Deskripsi

Untuk metode RT-PCR satu langkah yang sangat sensitif dan spesifik

• Persiapan satu tabung yang cepat dan mudah
• RT-PCR satu tahap yang efisien untuk semua pola RNA tanpa optimisasi
• Campuran enzym yang unik untuk kekhususan dan sensitivitas yang tinggi
• Campuran enzym yang seimbang dengan reverse-transcription buffer yang optimal

QIAGEN One-Step RT-PCR Kit memberikan campuran dari Sensiscript dan Omniscript Reverse Transcriptases, HotStarTaq DNA Polymerase, QIAGEN OneStep RT-PCR Buffer, campuran dNTP, dan Q-Solution. Zat aditif baru yang mengefisiensikan amplifikasi dari pola yang rumit (contoh, GC-rich). Kemudahan persiapan satu tabung dan komponen yang optimal berdampak pada hasil yang sangat sensitif dan sukses.
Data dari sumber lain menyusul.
PR #7464, opened 2024-01-26
test(rust): run tests for logging / tracing as integration tests

etorreborre:
Since the setup of spans / logs exporters is done globally, there is no (easy) way to run different tests exporting different spans/logs concurrently. So I move those tests to integration tests which are executed sequentially, as far as I understand.


implementations/rust/ockam/ockam_api/src/logs/logging_configuration.rs
```diff
@@ -83,22 +83,27 @@ impl LoggingConfiguration {
...
+                    .with_default_directive(self.level().into())
+                    .parse_lossy(
+                        crates
+                            .iter()
+                            .map(|c| format!("{c}={}", self.level()))
+                            .collect::<Vec<_>>()
+                            .join(","),
+                    )
+            }
+            None => EnvFilter::default().add_directive(LevelFilter::INFO.into()),
```
adrianbenavides: Shouldn't this use the `self.level()` function instead of `LevelFilter::INFO`?

etorreborre: Yes, indeed. I fixed it, thanks.

adrianbenavides (dismissed):

adrianbenavides (approved):

PR #7465, opened 2024-01-26
feat(rust): restart a project journey if project is deleted

etorreborre:
This way we can properly track events even when several projects are being tried out.


adrianbenavides (approved):
🚂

Deteksi virus RNA yang efisien dengan OneStep RT-PCR Kit

336 bp fragmen dari gen-F mRNA telah di reverse-transcribed dan diperkuat dari virus RNA Sendai yang terisolasi dari sel Vero yang terus terinfeksi. Reaksi telah dipersiapkan menggunakan QIAGEN OneStep RT-PCR Kit dan indikasi angka dari salinan genom virus. M: markers. (Data disediakan oleh H. Rausch, Max Planck Institute for Biochemistry, Martinsried, Germany sebagai bagian dari projek “Experimental control of virological work at safety levels 2 and 3 in Bavaria,” didukung oleh Bavarian Ministry of the Environment.).
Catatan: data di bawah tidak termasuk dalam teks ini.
Issue #4789, opened 2023-04-25
Auto-reconnect `replacer` code is deduplicated and easy to read for Inlet and Relay


davide-baldo:
### Current behavior

Inside `ockam_api` crate, an auto-reconnect mechanism is present, currently named `Session`.
The idea is simple: the route is pinged every few seconds, if there is no answer to the ping the route gets “replaced”.
For further description of the initial implementation: https://github.com/build-trust/ockam/pull/3497

There are 2 main pain points with the current implementation: the first is the `Replacer` [object](https://github.com/build-trust/ockam/blob/develop/implementations/rust/ockam/ockam_api/src/session/sessions.rs#L21) is an asynchronous lambda and since it's not a first citizen the creation is a bit [convoluted](https://github.com/build-trust/ockam/blob/develop/implementations/rust/ockam/ockam_api/src/nodes/service/portals.rs#L471).
The second is the need to duplicate the code for the first connection and for the replacement.

### Desired behavior

Instead of async lambdas `Replacer` object, we can use a simpler async trait, reducing the complexity in creating and using it.
Instead of duplicating the code, we can change the semantic a bit and have the trait act both as an initializer **and** as a replacer.

0xkelvin:
hello @davide-baldo can i take this

etorreborre:
Hi @0xkelvin please do.

0xkelvin:
i hope this one still valid, i can work on for now
i was busy with my own stuff for awhile

PR #7481, opened 2024-01-29
Unify creation and retry connection for portal and relay

davide-baldo:
Implements https://github.com/build-trust/ockam/issues/4789

The Medic callback was refactored into a more usable trait called `Replacer`. Its responsibility is to spawn and keep track of resources of relays and portals (or possible other elements in the future).

The differentiation between "first connection code" and later attempts was removed, less repetitive code and more tested. This should result in more robust implementations.
Both relays and portals didn't handle the concept of connection being down, every field was always returned even if it was old/stale data of a closed connection. This was addressed, and the answers now have optional fields when the information is not available due to the connection being down.
In portal creation there is an extra flag called `--no-validation` was added. This flag skips the synchronous validation, and allows the operator to create an inlet even if the route is not fully reachable.


implementations/rust/ockam/ockam_command/src/relay/create.rs
```diff
@@ -50,6 +49,10 @@ pub struct CreateCommand {
     /// Authorized identity for secure channel connection
     #[arg(long, id = "AUTHORIZED")]
     pub authorized: Option<Identifier>,
+
+    /// Relay address to use. By default, inherits the relay name.
+    #[arg(long)]
+    relay_address: Option<String>,
```
adrianbenavides, line 55: In what scenario is this useful? IIUC, this is to define the name of the relay that will be created while the alias is only used in the node to store it in the registry?

adrianbenavides (commented):
I've done a first pass over the `ockam_command` crate and a little around how the inlets are created. There will be some conflicts with sanjo's policy PR, but they should be easy to fix.

implementations/rust/ockam/ockam_api/src/session/sessions.rs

RT-PCR yang sangat khusus menggunakan sedikit jumlah pola.

RT-PCR satu langkah dilakukan menggunakan angka indikasi RNA total dari sel HeLa dan primer khusus untuk α-catenin, menguatkan 690 bp hasil. Seluruh reaksi dilakukan mengikuti instruksi penyalur. M: 100 bp tangga.
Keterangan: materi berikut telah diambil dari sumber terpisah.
PR #7488, opened 2024-01-30
feat(rust): improve credentials management

SanjoDeundiak:
Currently, Secure Channel Encryptor is responsible for triggering its CredentialRetriever refresh, which is suboptimal. In this PR RemoteCredentialRetriever will run on its own and refresh the credential in the background according to the expiration date of the previous one. Upon refreshing, RemoteCredentialRetriever will notify all EncryptorWorkers, which will trigger them to send the new IdentityPayload to the other side, therefore keeping all Secure Channels with the most recent credentials all the time


implementations/rust/ockam/ockam_app_lib/src/incoming_services/commands.rs
```diff
@@ -169,7 +169,26 @@ impl AppState {
 
         // Recreate the node using the project name
         debug!(node = %local_node_name, "Creating node to host TCP inlet");
-        let _ = self.delete_background_node(&local_node_name).await;
+
+        // We may be creating the node, in this case you don't need to back up logs and delete the node
```
etorreborre, line 173: This comment is not clear to me. Do you mean that we should rather detect when there's not actual node to delete and skip backing-up the logs + deleting the node? In that case why not test if the node exists?

implementations/rust/ockam/ockam_command/src/node/start.rs
```diff
@@ -174,6 +174,7 @@ async fn run_node(
         None,          // No project information available
         None,          // No Authority Identity
         None,          // No Authority Address
+        false,         // No cache credentials
```
etorreborre, line 177: I'm starting to think that a builder pattern would make the code self-explanatory here.

implementations/rust/ockam/ockam_command/tests/bats/trust.bats
```diff
@@ -45,10 +45,10 @@ teardown() {
   authority_identity=$($OCKAM identity show authority --full --encoding hex)
 
   # Create a node for alice that trustt authority as a credential authority
```
etorreborre, line 47: I know it's not code from this PR but can you please fix the typo `trustt`/`trusts`? (Same issue 2 lines below).

implementations/rust/ockam/ockam_node/src/context/context_lifecycle.rs
```diff
@@ -115,8 +116,38 @@ impl Context {
...
-        tokio::time::sleep(dur).await;
+    pub async fn sleep(&self, duration: Duration) {
+        tokio::time::sleep(duration).await;
+    }
+
+    /// Utility function to sleep tasks for long periods of time (seconds precision)
+    /// Difference between this and `sleep` is that this sleeps in 1 second intervals and recalculates time left,
+    /// which account for the time the device was in sleep state
+    #[doc(hidden)]
+    pub async fn sleep_long_until(&self, deadline_timestamp_seconds: u64) {
```
etorreborre, line 127: While we're here I would move the `TimestampInSeconds` data type from `ockam_identity` to `ockam_node`:

-  It's not a concern specifically tied to Identity
- This way we can give a clearer type to the `deadline_timestamp` parameter

etorreborre (approved):
This all seem to be working but I think that it could be good to attempt a refactoring where we separate:

 - The notion of retrieving credentials: can be cached, in memory, remote
 - The notion of refreshing credentials, and then subscribing to refresh notifications

The fact that the `subscribe/unsusbcribe` methods have dummy values in 2 implementations out of 3 is a sign of this. I think that this could also remove the need for an additional layer of `CredentialRetriever`_Creator_.

I can give it a go later on to see how it goes.

implementations/rust/ockam/ockam_app_lib/src/incoming_services/commands.rs
SanjoDeundiak: Right. Unfortunately, I didn't spend time adding that check which wasn't there in the first place

implementations/rust/ockam/ockam_command/src/node/start.rs
SanjoDeundiak: Yeah, we need to do it eventually

PR #7492, opened 2024-01-30
fix(rust): fixes for okta authenticator

polvorin:
* call the correct function from the cmd cli to enroll with okta
* fix the okta worker to store the new enrolled member on the member' table

Note:  the `AuthorityMember` has an `added_by` mandatory field.    There is no enroller here, so not sure what to put there (and didn't want to go to modify the schema to allow None there).  I completed it with the same member identifier, which is probably not what we want (maybe putting the authority' identity itself?).


SanjoDeundiak (approved):

mrinalwadhwa:
@polvorin could you change the commit message to the imperative style.
`fix X` `change Y` etc. instead of `fixes for X`

PR #7493, opened 2024-01-31
fix(rust): fix identity attributes expiration

SanjoDeundiak:


etorreborre (commented):
This obviously works but I would do a bit of encapsulation to put the expiration logic out of the repository (and use this struct in `DirectAuthenticator` for example):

Temperatur proses penguatan dengan bentangan yang luas

Temperatur proses penguatan primer yang optimal bergantung pada komposisi dasar (contoh, proporsi nukleotida A, T, G, dan C), konsentrasi primer, dan lingkungan reaksi ionik. QIAGEN PCR Buffers mengandung K⁺ dan NH4⁺ dan menghasilkan banyak PCR yang khusus pada bentangan yang luas dari temperatur proses penguatan (lihat figur “Increased specific primer annealing“). Keistimewaan ini didapatkan dengan destabilisasi non-specifically bound primers, menghasilkan kondisi reaksi yang lebih kuat dan menghilangkan kebutuhan untuk mengoptimisasi temperatur proses penguatan yang membosankan. Sebaliknya, bentangan optimal temperatur dari proses penguatan PCR lebih kecil dan tidak mudah ditebak dengan menggunakan PCR atau one-step RT-PCR buffer yang hanya mengandung K⁺, sebagaimana diilustrasikan pada figur “Influence of annealing temperature on specificity“.